- Work order
I'd like every record given again exactly, please.

- Supplied material

PR #1019, opened 2020-12-04
[app_flutter] Sort infra failures in grid after failures

CaseyHillers:
https://github.com/flutter/cocoon/pull/1014 forgot to weight this new status, so they are given a weight of 0. This will show them after failures.


keyonghan (approved):
LGTM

- Your solution
PR #1019, opened 2020-12-04
[app_flutter] Sort infra failures in grid after failures

CaseyHillers:
https://github.com/flutter/cocoon/pull/1014 forgot to weight this new status, so they are given a weight of 0. This will show them after failures.


keyonghan (approved):
LGTM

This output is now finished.